Data entries
· · · · ·
PR #144, opened 2022-10-17
YALB-756: Rename pop out image to wrapped image

nJim:
### Description of work
- This is a refactor where the "pop out image" component is being changed to "wrapped image". Any references in code have been updated to use the new name. This spans three repositories:
  - https://github.com/yalesites-org/component-library-twig/pull/154
  - https://github.com/yalesites-org/atomic/pull/54
  - https://github.com/yalesites-org/yalesites-project/pull/144

### Functional testing steps:
- [x] Create your localdev for testing. Since this has a breaking change (renaming things) the automated workflow will not work as the imported database does not match what is in the code. You will need to run the commands below to make sure all repos are on the correct branches, and you have a fresh db install to avoid the breaking changes issues.
	- [x] `npm run local:review-with-atomic-and-cl-branch` (paste in `YALB-756-wrapped-image` for both repos when asked)
	- [x] `npm run build-with-install` to run the site-install script and do a config import etc.
- [x] Create a new page and open the add-component paragraph picker.
- [x] Verify that the 'Wrapped Image' component appears in the list. Select the component to open the form.
- [x] Add some content and verify that the component appears as expected. There should be no functional or visual changes in this work.


codeb-a (approved):
I was able to run the commands and the "Wrapped-Image" component appears in the paragraph picker list. I also added content and can verify that is appears on a page.

nJim:
Let's merge this collection of PRs now. We need to cut new releases, starting with the component library and working our way back to this PR. We can keep working on these things, but we need to get everything back to the default branches to ensure our builds are working correctly.

PR #145, opened 2022-10-17
YALB-793: CI: check for module additions to root composer.json

vinmassaro:
### Description of work
Adds a CI check to make sure root composer.json require array only contains drupal/core*.


nJim (approved):
That gets the job done. Hell of a check. Good work. I'm sure this will save us from making this mistake regularly since this project is organized in this unique way. Approved.

PR #147, opened 2022-10-18
YALB-768: Local Dev Scripts

ModulesUnraveled:
### Description of work
- Creates a theming script
- Documents all of the script updates

### Functional testing steps:
- [x] Review the updated `README.md` and the new `theming.md` docs and make sure everything makes sense.


marcb4k (approved):
This all looks good to me! Approved with a few notes:

1) I noticed that if you perform a db:local-export, it names it with the data and time, so there is no script that will auto re-import that saved database if you want to quickly get back to your work. No problem there, we'd just need to do an import manually. (Reading the date/time would be doable, but a lot more code...)

2) I see the use of ```npm link``` with the local-cl-dev.sh script - I assume this replaces the need to run that older script to update the CL when developing on multiple repos at the same time?

scripts/local/local-cl-dev.sh
```diff
@@ -0,0 +1,27 @@
+#!/bin/bash
+# This script will use npm link under-the-hood (inside the Docker container) to
+# enable frontend developers to work inside Storybook as they normally would,
+# but also make those changes imediately available to the local Drupal instance.
+# This is particularly useful when a wiring ticket surfaces required component
+# library updates.
+
+# Note: Changes to the component library are still tracked ONLY in the component
+# librarn's repository, so in order for the changes to be seen on a remotely
```
marcb4k, line 9: Typo in "library"

ModulesUnraveled:
@marcb4k Yeah, In the past, I've duplicated the backup and/or renamed it to just `backup.sql.gz` and then it can be used by any of the scripts that expect that file. It's a little manual, but this is not a "polished" process. It's still just a "get it done" method.

And yes, using `npm link` is what I would have done from the start, but because we're using Docker, it can't work. Then it dawned on me that since we're already cloning the CL in here anyway, I could just run `npm link` from within the Docker container, and it would work that way! So, yes. That does replace the need for the manual "copy the component library down into node_modules" script.

nJim (approved):
Thank you for putting all of this together. I did not test all of the commands, but they look good and I'm excited to use them in real work. Let's leave this open for Vincent to review as well.

ModulesUnraveled:
Merging now to unblock other work

PR #158, opened 2022-11-03
YALB-405: Feedback: Breadcrumbs

joetower:
### Description of work
- updating templates to render the breadcrumb block instead of drupal block layout
- review with https://github.com/yalesites-org/atomic/pull/59

### Functional testing steps:
- [x] Checkout this branch and checkout the same branch for https://github.com/yalesites-org/atomic/pull/59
· · · · ·
Brief -
Transcribe the records from their first line. Stop after the line with "- https://github.com/yalesites-org/atomic/pull/54", including it.

Expected answer -
PR #144, opened 2022-10-17
YALB-756: Rename pop out image to wrapped image

nJim:
### Description of work
- This is a refactor where the "pop out image" component is being changed to "wrapped image". Any references in code have been updated to use the new name. This spans three repositories:
  - https://github.com/yalesites-org/component-library-twig/pull/154
  - https://github.com/yalesites-org/atomic/pull/54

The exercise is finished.